Let’s hope not, but this community of scientists, researchers and doctors is watching developments very closely and holding their breath. At stake, literally, are millions of lives around the world including, by one conservative estimate, 1.7 million in the U.S. (Note: my day job puts me in contact with people who have to concern themselves with projecting this risk, and I’ve helped write articles on this topic for risk management publications. I’ve posted on this subject in this blog here, here and here.)
You can read those posts for an overview, or do your own research (there’s plenty of it out there now) or visit this blog which is aggregating the latest details and research on a daily basis. Here, however, are the pertinent details:
The reason the H5N1 virus has created so much concern is because it is genetically very similar to the virus that created the famous 1918 Spanish Flu pandemic that is generally believed to have killed between 20 and 40 million people world-wide (one modern estimate puts the total at 100 million, however). The impact today could be even more devastating considering the world is much more densely populated now and people are many times more mobile, which could promote the rapid spread of the pandemic.
Despite the genetic similarity, an H5N1 vaccine has yet to be developed. The flu has already killed millions of birds in Asia, and led to the preventive slaughter of millions more domestic fowl. So far – and this is important – the virus has passed to humans only through animal to human contact; it has yet to take a form that allows it to pass from human to human (more potentially good news on this this in a few more paragraphs). Flu viruses, however, are very unstable and mutate easily; every influenza that affects humans – such as the strains that appear annually – began in animals and followed this path. The easiest way for the virus to mutate is to come in contact with a human or animal that already has another strain of influenza active in its body and for the two viruses to become recombinant. (Pigs, for example, have been shown to be able to host both H5N1 and “human” influenza and H5N1 has started to turn up in pigs and tigers in Asia.)
H5N1 infection so far have been mainly in Southeast Asia where many people live and work in close proximity to birds and other animals susceptible to being carriers. Approximately 40 percent of people who have contracted the virus have died.
Here’s why the current cases in Indonesia are significant: Indonesia, unlike other asian countries, refrained from wholesale slaughter of commercial and domestic flocks of poultry thought to be harboring the virus, which might explain the outbreak. While there is still no confirmation of human-to-human transmission, the number of people infected there within a short timeframe is troubling. Also, this spring there were several small outbreaks in Vietnam in “pods” of people. The course of the Spanish Flu was for a few isolated cases in the spring, followed by a quiet summer and then a rapid spread the in the fall.
On a bit more positive note, some virologists think there may be some natural barriers keeping the virus at bay in humans, as noted here:
- Its viral replication in human cells may be inefficient. There may be too few viral offspring emerging from infected cells to create a big “viral load” that can be spread through coughing or sneezing, as the human flu virus does so well.
- The avian virus is unable to lock on effectively to human cells, or more accurately certain types of human cells. The spike that enables it to lock on to the cell receptor is the wrong shape.
- Avian viruses’ natural home is the gut of birds, where the temperature is a balmy 37 degrees Celsius. The human respiratory tract, though, is 33 degrees to 34 degrees Celsius. That coolness could have an impact on how well the virus reproduces.
- Bird viruses are well adapted to evading the immune system of birds by skirting the molecular tripwires that unleash antibodies and white blood cells that destroy invaders. But they do not yet have this in humans.
This may be good news, but the spread of H5N1 to species other than birds (again, documented in pigs and tigers), and the ability of other influenza strains to make the jump to humans, still raises major concerns.

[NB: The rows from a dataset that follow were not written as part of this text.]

PR #824, opened 2019-02-28
Update linker-support-for-delay-loaded-dlls.md

MSDN-WhiteKnight:
"Statically linking with DLL" is not a correct terminology. "Implicit linking" should be used to describe linking via lib-file, such as in this topic: https://docs.microsoft.com/en-us/cpp/build/linking-an-executable-to-a-dll?view=vs-2017#implicit-linking


PRMerger14:
@MSDN-WhiteKnight : Thanks for your contribution! The author, @, has been notified to review your proposed change.

PR #837, opened 2019-03-08
fix precondition on normal distribution

Lorac:
The implementation has an assert for sigma should be strictly greater than 0.0.


PRMerger17:
@Lorac : Thanks for your contribution! The author, @, has been notified to review your proposed change.

Lorac:
> sigma of zero forms a singularity.

Yes indeed.

Issue #735, opened 2019-01-23
Poor example for many reasons


dotfield:
I'd have expected Microsoft to be more useful than this, but then they seem to have abandoned C++ long ago in favour of their darling C# and the CLR version that isn't actually C++.

Aside from the stupid name of CMyException rather than StructuredException (no need for a C prefix, this isn't an MFC class and using C as a prefix to mean "class" is so 1990s and poor even then):

1. It doesn't derive from std::exception. All exceptions should derive from std::exception.
2. Exception should give more detail not just a number.
3. Why have you ignored PEXCEPTION_POINTERS. If that is supposed to get you more information about what went wrong, put it into the exception. (Clearly this goes together with point 2).
4. Your exception class is not const-correct.

I'll forgive your use of printf  but this is supposed to be C++.

---
#### Document Details

⚠ *Do not edit this section. It is required for docs.microsoft.com ➟ GitHub issue linking.*

* ID: a032d653-53e0-1d86-2174-1ae3a9ec8060
* Version Independent ID: 25ce27d4-cca5-c4d3-de2d-b06042e24d11
* Content: [_set_se_translator](https://docs.microsoft.com/en-us/cpp/c-runtime-library/reference/set-se-translator?view=vs-2017)
* Content Source: [docs/c-runtime-library/reference/set-se-translator.md](https://github.com/Microsoft/cpp-docs/blob/master/docs/c-runtime-library/reference/set-se-translator.md)
* Product: **visual-cpp**
* GitHub Login: @corob-msft
* Microsoft Alias: **corob**

corob-msft:
@dotfield Sounds like you have a good idea of what you'd like to see in the examples. Every page in the C++ content has an edit button; feel free to propose a PR with the changes you have in mind. We're always happy to review contributions of corrections and enhancements to the docs. You'll find some useful instructions on the process in [Microsoft Docs contributor guide overview](https://docs.microsoft.com/en-us/contribute/).

mikeblome:
Looks like this issue was resolved by @MSDN-WhiteKnight -- thanks!

PR #839, opened 2019-03-11
Update set-se-translator.md

MSDN-WhiteKnight:
Improved examples according to https://github.com/MicrosoftDocs/cpp-docs/issues/735

- Make exception classes inherit std::exception

- Make exception class naming consistent in both samples

- Fixed second example not using exception number


PRMerger10:
@MSDN-WhiteKnight : Thanks for your contribution! The author, @, has been notified to review your proposed change.

PR #887, opened 2019-03-27
Clarify naming confusion "_mul128" vs. "__mul128"

CaseyCarter:
The proper name is `_mul128`.

Verified with VS2019 Preview 4.4 that `__mul128` is not recognized as an intrinsic even if properly declared and `#pragma intrinsic`-ed.

### DIFF
--- a/docs/intrinsics/mul128.md
+++ b/docs/intrinsics/mul128.md
@@ -1,6 +1,6 @@
 ---
 title: "_mul128"
-ms.date: "11/04/2016"
+ms.date: "03/27/2019"
 f1_keywords: ["_mul128"]
 helpviewer_keywords: ["mul128 intrinsic", "_mul128 intrinsic"]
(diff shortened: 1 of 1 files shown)


PRMerger12:

PRMerger13:

CaseyCarter:
> @CaseyCarter : Thanks for your contribution! The author, @, has been notified to review your proposed change.

@corob-msft Who do we complain to about this broken PR bot message?

corob-msft:
@CaseyCarter That's a good question. Some of the PR bots get it right; this one doesn't, and I'm guessing it's because we have the author metadata field populated by folder in docfx.json instead of inside every article. Much easier to update in bulk that way, but harder to discover just by inspection of a file of interest. Let me ask around.

meganbradley:
@CaseyCarter @corob-msft - thanks, I've added this to the backlog for GitHub automation.

PR #909, opened 2019-04-02
In the compressed format, H represents 8 registers of 8 bytes each.

pmsjt:
So the size needs to be H * 8 * 8


PRMerger16:
@pmsjt : Thanks for your contribution! The author, @, has been notified to review your proposed change.

PR #938, opened 2019-04-11
Unwind codes are actually written to memory in big-endian form.

pmsjt:
Also add info about the order of the ops in the array.


PRMerger7:
@pmsjt : Thanks for your contribution! The author, @, has been notified to review your proposed change.

PR #939, opened 2019-04-11
Floats are indeed signed.

fodinabor:
Also see correct results in: https://github.com/MicrosoftDocs/cpp-docs/blob/master/docs/standard-library/is-unsigned-class.md


PRMerger19:
@fodinabor : Thanks for your contribution! The author, @, has been notified to review your proposed change.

For a comprehensive look at the havoc a pandemic could create medically, politically and economically, and what can be done to reduce the risks and ultimate impact, I highly recommend you read this article by Dr. Michael Osterholm. Just because the risk is almost mind-bogglingly surreal to consider doesn’t mean it can’t happen. After all, a year ago how many people could have conceived of a tsunami big enough to devastate half a dozen countries, or a hurricane wiping out 80 percent of a major metropolitan area in the U.S.?
Here’s a report from CNN that suggests that H5N1 is resistant to Tamiflu (oseltamivir), the leading antiviral drug that countries are trying to stockpile as a first line of defense until a vaccine can be developed.

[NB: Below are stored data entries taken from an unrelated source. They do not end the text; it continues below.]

PR #957, opened 2019-04-19
Correct description of isnormal

CaseyCarter:
* Per the C Standard, `isnormal` returns a non-zero value if and only if "its argument value is normal (neither zero, subnormal, infinite, nor NaN)". This is the behavior we implement.
* Drive-by: replace occurrences of "template function" with the correct term "function template"

Note to self: close 848300 after this is merged.

### DIFF
--- a/docs/c-runtime-library/reference/isnormal.md
+++ b/docs/c-runtime-library/reference/isnormal.md
@@ -28,7 +28,7 @@ The floating-point value to test.
 
 ## Return value
 
-**isnormal** returns a nonzero value (**true** in C++ code) if the argument *x* is neither zero, subnormal, infinite, nor a NaN; otherwise **isnormal** returns 0 (**false** in C++ code).
+**isnormal** returns a nonzero value (**true** in C++ code) if the argument *x* is neither zero, subnormal, infinite, nor a NaN. Otherwise, **isnormal** returns 0 (**false** in C++ code).
 
 ## Remarks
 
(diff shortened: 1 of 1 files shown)


PRMerger7:

PRMerger12:

CaseyCarter:
@corob-msft When/how do changes here flow to docs.microsoft.com? I made this change in response to a bug report on Developer Community, and I like to resolve the bug, but I'm hesitant to do so while https://docs.microsoft.com/en-us/cpp/c-runtime-library/reference/isnormal?view=vs-2019 still shows the old docs.

corob-msft:
@CaseyCarter 

Short answer: it should be live **Monday before noon** local time. I got to this one a little too late for today's publishing cut-off.

Long answer is, it's complicated. Changes that are reviewed and merged to the public repo are picked up and automatically moved to a new PR in the private repo, where a bunch of automated build checks run. Those checks have to pass, and if the PR changes are non-trivial, it must also be approved by a reviewer. Then it's merged. Once per business day, the merged content in the private repo is automatically built and published to Docs, usually sometime between 10 and 11 AM local time. Once the build is complete, another automated process gathers all the new commits in the private repo and makes a PR with them in the public repo, so everything stays in sync.

Since you have access to the private repo, you can skip a step in this process in the future by making your PRs there. That has the benefit of showing you the results of the build checks, plus a private review build of your content so you can see how it will look on Docs. The downside is you have to create a fork of the repo to work in. Help getting set up to work in the private repo is available in [Set up Git repository locally for documentation](https://review.docs.microsoft.com/en-us/help/contribute/contribute-get-started-setup-local?branch=master).

For truly urgent issues (live site breaks, landing page 404s, etc.) we can push content live out-of-band. It takes ten to thirty minutes to get built and published live, depending on build server load.

CaseyCarter:
Wow! Thank you for the incredibly detailed response.

PR #2008, opened 2020-03-20
Add dependency on ninja-build

esweet431:
In VS 2019 16.6 and later Ninja will be the default generator for new Linux/WSL configurations.


PRMerger18:

PR #2014, opened 2020-03-21
Update cpp-conformance-improvements.md to reference P1423R3 instead of P1423R0.

tahonermann:
P1423R3 is the revision that was adopted for C++20.


PRMerger12:
@tahonermann : Thanks for your contribution! The author(s) have been notified to review your proposed change.

PR #2056, opened 2020-04-03
Fix push_back prototypes

KomarDL:
"void push_back(void push_back(Type&& val);" should be 
"void push_back(const Type& val); 
void push_back(Type&& val);"


PRMerger6:
@KomarDL : Thanks for your contribution! The author(s) have been notified to review your proposed change.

Also, Senator Bill Frist weighs in. A key quote from his Op-Ed:
If a pandemic occurs soon, we will be in a race against time to build the appropriate defenses on the fly. We cannot afford inaction. Through the Project Bioshield legislation President Bush signed last year, we began the process of preparing for biological, chemical and nuclear threats. But Congress and the administration still need to do much more.
The avian flu poses a serious risk to our nation’s health and security. Every medical worker, public health specialist, parent, and, indeed, every citizen, needs to think about how we can confront it. Right now, preparing to face a pandemic should rank very high among our nation’s priorities. And, for the safety of its people, our nation needs to act now.